Huang Xiangxuan, Liao Wenbo, Zhang Gang, Kang Shimin, Zhang Can Yang
School of Chemical Engineering and Energy Technology, Dongguan University of Technology, Dongguan, People's Republic of China.
Department of Pharmaceutical Sciences, College of Pharmacy, Washington State University, Spokane, WA, USA.
Int J Nanomedicine. 2017 Mar 21;12:2215-2226. doi: 10.2147/IJN.S130037. eCollection 2017.
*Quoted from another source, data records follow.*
PR #249, opened 2026-08-27
signal: add SignalMap for linux/sparc64

shalseth:
SPARC has no SIGSTKFLT, so x/sys/unix does not define it for sparc64 and the "STKFLT" entry in signal_linux.go does not compile there. SPARC uses SIGEMT in that slot, as the mips architectures do.

Add signal_linux_sparc64.go and exclude sparc64 from signal_linux.go, following signal_linux_mipsx.go. The new file is that one with the build tag changed and sigrtmax set to 64 rather than 127, which leaves sigrtmin and sigrtmax matching the generic file, so the SIGSTKFLT/SIGEMT swap is the only substantive difference.

One thing is still missing before the package builds on linux/sparc64: x/sys/unix has no syscall implementation for that architecture. That is a separate matter, being pursued upstream. This change was checked against a tree that has one, where the package's tests pass on an UltraSPARC T4-1.


kolyshkin (changes requested):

A novel amphiphilic pH-sensitive triblock polymer brush (poly(β-amino esters)--cholesterol)--poly(ethylene glycol)--(poly(β-amino esters)--cholesterol) ((PAE--Chol)--PEG--(PAE--Chol)) was designed and synthesized successfully through a three-step reaction, and their self-assembled polymeric micelles were used as hydrophobic anticancer drug delivery carriers to realize effectively controlled release. The critical micelle concentrations were 6.8 μg/mL, 12.6 μg/mL, 17.4 μg/mL, and 26.6 μg/mL at pH values of 7.4, 6.5, 6.0, and 5.0, respectively. The trend of critical micelle concentrations indicated that the polymer had high stability that could prolong the circulation time in the body. The hydrodynamic diameter and zeta potential of the polymeric micelles were influenced significantly by the pH values. As pH decreased from 7.4 to 5.0, the particle size and zeta potential increased from 205.4 nm to 285.7 nm and from +12.7 mV to +47.0 mV, respectively. The p of the polymer was confirmed to be approximately 6.5 by the acid-base titration method. The results showed that the polymer had sharp pH-sensitivity because of the protonation of the amino groups, resulting in transformation of the PAE segment from hydrophobic to hydrophilic. Doxorubicin-loaded polymeric micelles were prepared with a high loading content (20%) and entrapment efficiency (60%) using the dialysis method. The in vitro results demonstrated that drug release rate and cumulative release were obviously dependent on pH values. Furthermore, the drug release mechanism was also controlled by the pH values. The polymer had barely any cytotoxicity, whereas the doxorubicin-loaded system showed high toxicity for HepG2 cells as free drugs. All the results proved that the pH-sensitive triblock polymer brush and its self-assembled micelle might be a potential delivery carrier for anticancer drugs with sustained release.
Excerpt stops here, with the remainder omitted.